▶ Assigned task
All the entries below should be reproduced exactly.

▶ Information given
PR #56, opened 2020-06-22
Introduce support for RomFS

bylaws:
RomFS is used by homebrew and games to access content files, it is accessed through an IStorage object. This implementation currently only supports the `Read` and `GetSize` IStorage functions which is enough for most homebrew.

### DIFF
--- a/app/src/main/cpp/skyline/common.h
+++ b/app/src/main/cpp/skyline/common.h
@@ -361,6 +361,9 @@ namespace skyline {
     namespace audio {
         class Audio;
     }
+    namespace loader {
+        class Loader;
+    }
 
     /**
      * @brief This struct is used to hold the state of a device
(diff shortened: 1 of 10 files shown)


app/src/main/cpp/skyline/common.h
```diff
@@ -375,6 +378,7 @@ namespace skyline {
         std::shared_ptr<NCE> nce; //!< This holds a reference to the NCE class
         std::shared_ptr<gpu::GPU> gpu; //!< This holds a reference to the GPU class
         std::shared_ptr<audio::Audio> audio; //!< This holds a reference to the Audio class
+        std::shared_ptr<loader::Loader> loader; //!< This holds a reference to the Loader class
```
PixelyIon, line 381: Consider if putting this in `OS` would be a better idea than having it here, if not then keeping it here is fine too.

bylaws: I don't really see much benefit over state, so it's probably best to keep where it is

PR #66, opened 2020-07-04
Implement pl:u for accessing shared fonts

bylaws:
Fonts are stored in an array of TTF data with an 8 byte header
containing a magic and an XOR'd length. Instead of requiring users to
provide original Nintendo fonts we pack open source replacements.
They are generated with the scripts here
https://github.com/FearlessTobi/yuzu_system_archives. All the fonts are
licenced under the Open Font or Apache 2 License so we can include them
all freely.


bylaws:
I originally did have an std::array, however if I do that I can't store each individual in an array or iterate over them due to templates. It is also much easier to generate them automatically as xxd -i can just be used.

bylaws:
Fixed

PR #68, opened 2020-07-07
Extend account services and add support for PopLaunchParameters

bylaws:
PopLaunchParameters is used to obtain the user who started the application.
These are needed for Puyo Puyo Tetris.

### DIFF
--- a/app/src/main/cpp/skyline/services/account/IAccountServiceForApplication.h
+++ b/app/src/main/cpp/skyline/services/account/IAccountServiceForApplication.h
@@ -6,17 +6,30 @@
 #include <services/base_service.h>
 #include <services/serviceman.h>
 
-namespace skyline::service::account {
-    /**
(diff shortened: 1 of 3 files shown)


app/src/main/cpp/skyline/services/account/IAccountServiceForApplication.h
```diff
@@ -6,17 +6,30 @@
...
-     */
-    class IAccountServiceForApplication : public BaseService {
-      public:
-        IAccountServiceForApplication(const DeviceState &state, ServiceManager &manager);
-
+namespace skyline {
+    namespace service::account {
         /**
-         * @brief This provides information about the running application for account services to use (https://switchbrew.org/wiki/Account_services#InitializeApplicationInfoV0)
+         * @brief This hold an accounts user ID
```
PixelyIon, line 12: "This structure holds an account's User ID (https://switchbrew.org/wiki/Account_services#Uid)"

▶ Output
PR #56, opened 2020-06-22
Introduce support for RomFS

bylaws:
RomFS is used by homebrew and games to access content files, it is accessed through an IStorage object. This implementation currently only supports the `Read` and `GetSize` IStorage functions which is enough for most homebrew.

### DIFF
--- a/app/src/main/cpp/skyline/common.h
+++ b/app/src/main/cpp/skyline/common.h
@@ -361,6 +361,9 @@ namespace skyline {
     namespace audio {
         class Audio;
     }
+    namespace loader {
+        class Loader;
+    }
 
     /**
      * @brief This struct is used to hold the state of a device
(diff shortened: 1 of 10 files shown)


app/src/main/cpp/skyline/common.h
```diff
@@ -375,6 +378,7 @@ namespace skyline {
         std::shared_ptr<NCE> nce; //!< This holds a reference to the NCE class
         std::shared_ptr<gpu::GPU> gpu; //!< This holds a reference to the GPU class
         std::shared_ptr<audio::Audio> audio; //!< This holds a reference to the Audio class
+        std::shared_ptr<loader::Loader> loader; //!< This holds a reference to the Loader class
```
PixelyIon, line 381: Consider if putting this in `OS` would be a better idea than having it here, if not then keeping it here is fine too.

bylaws: I don't really see much benefit over state, so it's probably best to keep where it is

PR #66, opened 2020-07-04
Implement pl:u for accessing shared fonts

bylaws:
Fonts are stored in an array of TTF data with an 8 byte header
containing a magic and an XOR'd length. Instead of requiring users to
provide original Nintendo fonts we pack open source replacements.
They are generated with the scripts here
https://github.com/FearlessTobi/yuzu_system_archives. All the fonts are
licenced under the Open Font or Apache 2 License so we can include them
all freely.


bylaws:
I originally did have an std::array, however if I do that I can't store each individual in an array or iterate over them due to templates. It is also much easier to generate them automatically as xxd -i can just be used.

bylaws:
Fixed

PR #68, opened 2020-07-07
Extend account services and add support for PopLaunchParameters

bylaws:
PopLaunchParameters is used to obtain the user who started the application.
These are needed for Puyo Puyo Tetris.

### DIFF
--- a/app/src/main/cpp/skyline/services/account/IAccountServiceForApplication.h
+++ b/app/src/main/cpp/skyline/services/account/IAccountServiceForApplication.h
@@ -6,17 +6,30 @@
 #include <services/base_service.h>
 #include <services/serviceman.h>
 
-namespace skyline::service::account {
-    /**
(diff shortened: 1 of 3 files shown)


app/src/main/cpp/skyline/services/account/IAccountServiceForApplication.h
```diff
@@ -6,17 +6,30 @@
...
-     */
-    class IAccountServiceForApplication : public BaseService {
-      public:
-        IAccountServiceForApplication(const DeviceState &state, ServiceManager &manager);
-
+namespace skyline {
+    namespace service::account {
         /**
-         * @brief This provides information about the running application for account services to use (https://switchbrew.org/wiki/Account_services#InitializeApplicationInfoV0)
+         * @brief This hold an accounts user ID
```
PixelyIon, line 12: "This structure holds an account's User ID (https://switchbrew.org/wiki/Account_services#Uid)"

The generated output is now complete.